Erst wenn der Saugbereich des Saugriemensystems 17 vollständig von
der sich in Transportrichtung 35 bewegenden Blechtafel 2 abgedeckt
ist, wird das Vakuum aktiviert, wodurch die Blechtafel 2 fest
auf die Riemen 15 des Saugriemensystems 17 gezogen
wird. Relativbewegungen zwischen den Riemen 15 und der
Blechtafel 2 können daher
nur noch mit erhöhtem
Kraftaufwand stattfinden. Dies hat zur Folge, dass bei einer Seitenausrichtung
der Blechtafel 2 mittels der Seitenausrichteinrichtung 29 die
Riemen 15 ebenfalls seitlich verlagert werden.
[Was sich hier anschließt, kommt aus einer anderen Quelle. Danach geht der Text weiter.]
PR #1792, opened 2021-11-30
Use a new random user for every test run

### LINKED ISSUE #1696: Use a unique user account per automated test session
In order to be able to run several test suites at once (either in a parallel test session or multiple PRs being validated at the same time), we need to use a unique user account (eth address) per test. This is to prevent the chance of conflict when multiple test suites are running at the same time. 

Currently, we are using the same account for all tests so it's theoretically possible one test suite could be deleting data for the account at the same time another test suite is trying to inspect the data which could lead to a false failure.

Tbaut:
closes #1696


Tbaut:
ah the survey banner fails, that makes sense, will force the test user for this one :)

RyRy79261 (approved):

FSM1 (approved):

PR #1798, opened 2021-12-02
Edit PR template

Tbaut:
Some small modifications/suggestions.
- I think the checkbox should be unchecked by default.
- I don't see the value in having a checkbox for a title, changed them for a title
- Placed the comment as comment, so that it doesn't appear in the PR
- I removed the first part because I think that it's self explanatory. This checkbox will not prevent me from making mistakes and pushing a commit that's breaking things. No-one wants to have a broken PR :man_shrugging:

### DIFF
--- a/.github/pull_request_template.md
+++ b/.github/pull_request_template.md
@@ -6,14 +6,10 @@ Submission checklist:
 
 <!-- Remove anything below that is not applicable -->   
 
-#### Functionality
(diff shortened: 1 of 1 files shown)


FSM1 (approved):

tanmoyAtb (approved):

asnaith:
Makes sense, thanks for the adjustments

Da die Riemen 15 als
eine geringe Riemenstärke
aufweisende Flachriemen 42 ausgebildet sind, lässt sich
eine Seitenverlagerung problemlos durchführen, ohne dass es zu einem
Riemenverwurf oder dergleichen kommt. Vielmehr verbleiben die Flachriemen 42 in
der Transportebene und sorgen demgemäß dafür, dass – trotz ihrer Seitenauslenkung – ein ruhiger,
flatterfreier und präziser
Transport erfolgt. Da die Anschlagelemente 28 der Klemm-Anlegemarke 27 eine
geringere Geschwindigkeit als die Riemen 15 des Saugriemensystems 17 aufweist,
stößt im Zuge der
weiteren Bewegung der Blechtafel 2 ihre Vorderkante 3 gegen
die Anschlagelemente 28 der Klemm-Anlegemarke 27,
wobei die Saugwirkung des Saugriemensystems 17 dazu führt, dass
ein kontinuierliches und straffes Andrücken der Vorderkante an die
Anlegemarke 26 erfolgt, dabei kann es zu einem Durchrutschen
der Riemen 15 relativ zur Blechtafel 2 kommen
und/oder die Blechtafel 2 wird leicht federnd aufgewölbt. Die
Anlegemarke 26 schließt
dann und hält
den Vorderkantenbereich der Blechtafel 2 klemmend fest.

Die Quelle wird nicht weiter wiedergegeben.